Transcribe each record as written.
Segment Open
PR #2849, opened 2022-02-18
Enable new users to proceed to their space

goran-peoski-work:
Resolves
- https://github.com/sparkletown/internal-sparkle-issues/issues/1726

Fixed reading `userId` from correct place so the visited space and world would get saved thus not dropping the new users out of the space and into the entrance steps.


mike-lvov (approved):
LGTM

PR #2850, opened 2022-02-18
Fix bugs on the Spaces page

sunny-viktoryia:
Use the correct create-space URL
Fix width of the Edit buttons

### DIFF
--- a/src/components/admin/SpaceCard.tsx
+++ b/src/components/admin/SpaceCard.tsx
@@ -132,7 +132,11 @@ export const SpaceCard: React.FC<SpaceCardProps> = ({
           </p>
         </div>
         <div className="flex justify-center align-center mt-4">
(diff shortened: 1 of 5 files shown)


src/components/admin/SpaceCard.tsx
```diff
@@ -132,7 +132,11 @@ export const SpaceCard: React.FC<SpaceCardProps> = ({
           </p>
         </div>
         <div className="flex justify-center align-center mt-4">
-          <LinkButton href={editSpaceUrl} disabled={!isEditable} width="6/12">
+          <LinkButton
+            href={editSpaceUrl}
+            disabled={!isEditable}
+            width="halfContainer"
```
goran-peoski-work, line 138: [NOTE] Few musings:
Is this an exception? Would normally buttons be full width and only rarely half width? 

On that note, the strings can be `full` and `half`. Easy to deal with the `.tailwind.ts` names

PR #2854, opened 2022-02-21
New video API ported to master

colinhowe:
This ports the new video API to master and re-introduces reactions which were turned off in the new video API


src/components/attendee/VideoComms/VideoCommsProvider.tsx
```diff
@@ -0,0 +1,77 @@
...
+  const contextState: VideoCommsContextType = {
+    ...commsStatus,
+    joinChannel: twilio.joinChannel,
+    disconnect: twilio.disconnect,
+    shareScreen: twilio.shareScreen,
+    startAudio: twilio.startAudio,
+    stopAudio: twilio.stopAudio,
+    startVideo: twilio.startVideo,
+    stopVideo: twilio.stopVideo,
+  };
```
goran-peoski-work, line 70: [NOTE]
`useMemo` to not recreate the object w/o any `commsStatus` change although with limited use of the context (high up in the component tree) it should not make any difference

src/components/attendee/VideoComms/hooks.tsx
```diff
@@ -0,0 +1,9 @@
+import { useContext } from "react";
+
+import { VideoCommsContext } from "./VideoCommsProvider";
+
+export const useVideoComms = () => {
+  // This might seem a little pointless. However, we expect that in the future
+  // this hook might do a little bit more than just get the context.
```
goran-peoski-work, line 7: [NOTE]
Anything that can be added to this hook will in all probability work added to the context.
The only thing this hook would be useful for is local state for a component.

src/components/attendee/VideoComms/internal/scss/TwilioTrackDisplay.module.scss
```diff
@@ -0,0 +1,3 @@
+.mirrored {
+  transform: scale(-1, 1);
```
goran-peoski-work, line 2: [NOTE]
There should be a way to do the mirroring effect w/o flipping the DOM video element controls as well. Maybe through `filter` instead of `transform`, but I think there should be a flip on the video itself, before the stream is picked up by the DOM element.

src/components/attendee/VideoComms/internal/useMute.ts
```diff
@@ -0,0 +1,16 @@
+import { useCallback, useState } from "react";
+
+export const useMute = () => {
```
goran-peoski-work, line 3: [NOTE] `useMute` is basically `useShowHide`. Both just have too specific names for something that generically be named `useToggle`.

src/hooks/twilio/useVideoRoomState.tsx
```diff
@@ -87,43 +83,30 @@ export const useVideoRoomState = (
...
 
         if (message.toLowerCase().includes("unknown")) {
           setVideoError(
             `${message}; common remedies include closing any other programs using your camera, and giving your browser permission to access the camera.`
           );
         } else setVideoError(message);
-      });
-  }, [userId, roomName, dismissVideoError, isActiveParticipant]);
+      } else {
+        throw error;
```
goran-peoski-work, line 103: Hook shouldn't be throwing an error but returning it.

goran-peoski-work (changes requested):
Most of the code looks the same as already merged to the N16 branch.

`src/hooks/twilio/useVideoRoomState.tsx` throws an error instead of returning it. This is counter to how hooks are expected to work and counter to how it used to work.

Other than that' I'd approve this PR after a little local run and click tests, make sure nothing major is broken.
Segment Closed
■ RESULT
PR #2849, opened 2022-02-18
Enable new users to proceed to their space

goran-peoski-work:
Resolves
- https://github.com/sparkletown/internal-sparkle-issues/issues/1726

Fixed reading `userId` from correct place so the visited space and world would get saved thus not dropping the new users out of the space and into the entrance steps.


mike-lvov (approved):
LGTM

PR #2850, opened 2022-02-18
Fix bugs on the Spaces page

sunny-viktoryia:
Use the correct create-space URL
Fix width of the Edit buttons

### DIFF
--- a/src/components/admin/SpaceCard.tsx
+++ b/src/components/admin/SpaceCard.tsx
@@ -132,7 +132,11 @@ export const SpaceCard: React.FC<SpaceCardProps> = ({
           </p>
         </div>
         <div className="flex justify-center align-center mt-4">
(diff shortened: 1 of 5 files shown)


src/components/admin/SpaceCard.tsx
```diff
@@ -132,7 +132,11 @@ export const SpaceCard: React.FC<SpaceCardProps> = ({
           </p>
         </div>
         <div className="flex justify-center align-center mt-4">
-          <LinkButton href={editSpaceUrl} disabled={!isEditable} width="6/12">
+          <LinkButton
+            href={editSpaceUrl}
+            disabled={!isEditable}
+            width="halfContainer"
```
goran-peoski-work, line 138: [NOTE] Few musings:
Is this an exception? Would normally buttons be full width and only rarely half width? 

On that note, the strings can be `full` and `half`. Easy to deal with the `.tailwind.ts` names

PR #2854, opened 2022-02-21
New video API ported to master

colinhowe:
This ports the new video API to master and re-introduces reactions which were turned off in the new video API


src/components/attendee/VideoComms/VideoCommsProvider.tsx
```diff
@@ -0,0 +1,77 @@
...
+  const contextState: VideoCommsContextType = {
+    ...commsStatus,
+    joinChannel: twilio.joinChannel,
+    disconnect: twilio.disconnect,
+    shareScreen: twilio.shareScreen,
+    startAudio: twilio.startAudio,
+    stopAudio: twilio.stopAudio,
+    startVideo: twilio.startVideo,
+    stopVideo: twilio.stopVideo,
+  };
```
goran-peoski-work, line 70: [NOTE]
`useMemo` to not recreate the object w/o any `commsStatus` change although with limited use of the context (high up in the component tree) it should not make any difference

src/components/attendee/VideoComms/hooks.tsx
```diff
@@ -0,0 +1,9 @@
+import { useContext } from "react";
+
+import { VideoCommsContext } from "./VideoCommsProvider";
+
+export const useVideoComms = () => {
+  // This might seem a little pointless. However, we expect that in the future
+  // this hook might do a little bit more than just get the context.
```
goran-peoski-work, line 7: [NOTE]
Anything that can be added to this hook will in all probability work added to the context.
The only thing this hook would be useful for is local state for a component.

src/components/attendee/VideoComms/internal/scss/TwilioTrackDisplay.module.scss
```diff
@@ -0,0 +1,3 @@
+.mirrored {
+  transform: scale(-1, 1);
```
goran-peoski-work, line 2: [NOTE]
There should be a way to do the mirroring effect w/o flipping the DOM video element controls as well. Maybe through `filter` instead of `transform`, but I think there should be a flip on the video itself, before the stream is picked up by the DOM element.

src/components/attendee/VideoComms/internal/useMute.ts
```diff
@@ -0,0 +1,16 @@
+import { useCallback, useState } from "react";
+
+export const useMute = () => {
```
goran-peoski-work, line 3: [NOTE] `useMute` is basically `useShowHide`. Both just have too specific names for something that generically be named `useToggle`.

src/hooks/twilio/useVideoRoomState.tsx
```diff
@@ -87,43 +83,30 @@ export const useVideoRoomState = (
...
 
         if (message.toLowerCase().includes("unknown")) {
           setVideoError(
             `${message}; common remedies include closing any other programs using your camera, and giving your browser permission to access the camera.`
           );
         } else setVideoError(message);
-      });
-  }, [userId, roomName, dismissVideoError, isActiveParticipant]);
+      } else {
+        throw error;
```
goran-peoski-work, line 103: Hook shouldn't be throwing an error but returning it.

goran-peoski-work (changes requested):
Most of the code looks the same as already merged to the N16 branch.

`src/hooks/twilio/useVideoRoomState.tsx` throws an error instead of returning it. This is counter to how hooks are expected to work and counter to how it used to work.

Other than that' I'd approve this PR after a little local run and click tests, make sure nothing major is broken.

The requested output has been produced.